Victorian and Edwardian flooring in Sidcup
Stair runners suit period Sidcup homes best — carpet down the centre, stained sides showing at the edges, brass rods or invisible clips at each riser. We do this a lot around DA14/DA15.
What victorian property flooring in Sidcup actually involves
Stair runners suit period Sidcup homes best — carpet down the centre, stained sides showing at the edges, brass rods or invisible clips at each riser. We do this a lot around DA14/DA15.
1930s pine boards over joists — usually need a 6mm ply overlay before LVT or vinyl.
- Original floorboards protected, screwed down where squeaky
- 6mm ply overlay before LVT so plank joins don't telegraph
- Stripe runners and brass rods on Victorian stair flights
- Sympathetic transitions where flooring meets tiled hallways
Three things that decide a lvt fit in Sidcup
- Subfloor flatness
LVT shows every bump — 1930s bay-fronted semis subfloors in Sidcup almost always need ply or self-levelling screed first.
- Door undercut
We trim doors on the day so they swing cleanly over glue-down LVT — no scraping, no callbacks.
- Pattern direction
Plank run follows the longest sightline; in narrow Sidcup hallways that means front-door to kitchen.
"Victorian terrace in Sidcup Hill — stair runner with brass rods, and the original boards are still there underneath." — Sidcup customer
Recap — period property fits across DA14/DA15 from £40/m², including full subfloor prep.

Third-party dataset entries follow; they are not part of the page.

PR #7529, opened 2019-03-08
Compiler: fix named args type matching

### LINKED ISSUE #7523: Using keyword arg with Proc restriction changes the type of the Proc
Crystal 0.27.2

```crystal
class ProcTest
  def self.run_it(proc : ->)
    proc.call
  end
end

# Works!
ProcTest.run_it(->{ 123 })

# Does not work
ProcTest.run_it(proc: ->{ 123 })

# Raises
Error in line 7: no overload matches 'ProcTest.run_it', proc: Proc(Int32)
Overloads are:
 - ProcTest.run_it(proc : (-> ))
Couldn't find overloads for these types:
 - ProcTest.run_it(proc : Proc(Int32))
```

So using a keyword arg seems to change the type of the proc, which is quite strange and makes it very hard to use proc as instance variables in initializers when you want to use a keyword arg to make it clear which Proc you are trying to use

asterite:
Fixes #7523

The order of matching named arguments type was wrong (match vs. signature but should have been the other way around).

### DIFF
--- a/spec/compiler/semantic/proc_spec.cr
+++ b/spec/compiler/semantic/proc_spec.cr
@@ -906,4 +906,14 @@ describe "Semantic: proc" do
       Foo.new.block
       )) { proc_of(nil_type) }
   end
+
+  it "can pass proc that returns T as Void with named args (#7523)" do
+    assert_type(%(
+      def foo(proc : ->)
+        proc
+      end
+
+      foo(proc: ->{ 1 })
+      )) { proc_of(nil_type) }
+  end
 end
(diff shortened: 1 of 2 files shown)


asterite:
Yeah, it should probably be named "can be cast to", but in general the whole matching logic should be refactored. This is just a small patch.

paulcsmith:
Awesome! Can't wait to try this out on some stuff I'm working on. I just noticed there is a highly docker build so I'll give that a try later. Thanks for fixing this!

Postcodes: DA14/DA15 · Routes: the A20 · Common build: 1930s bay-fronted semis.
Covering Sidcup Hill, Halfway Street, New Eltham border.
Victorian Property Flooring jobs we've finished nearby



Victorian Property Flooring in Sidcup — common questions
Ply overlay (6mm marine ply, screwed) hides most subfloor variation. If a joist is failing we'll flag it — we don't hide structural issues under a new floor.
Regularly. Standard is a 27" wool runner with brass rods; we also do fully bound edges if you want a bolder line.
Yes — we cut a bespoke oak or brass threshold to sit flush with the tile edge. It looks intentional, not patched.
No — we screw squeaky boards, we don't remove them. If you ever want to expose them again, everything we lay comes back up without harming the pine.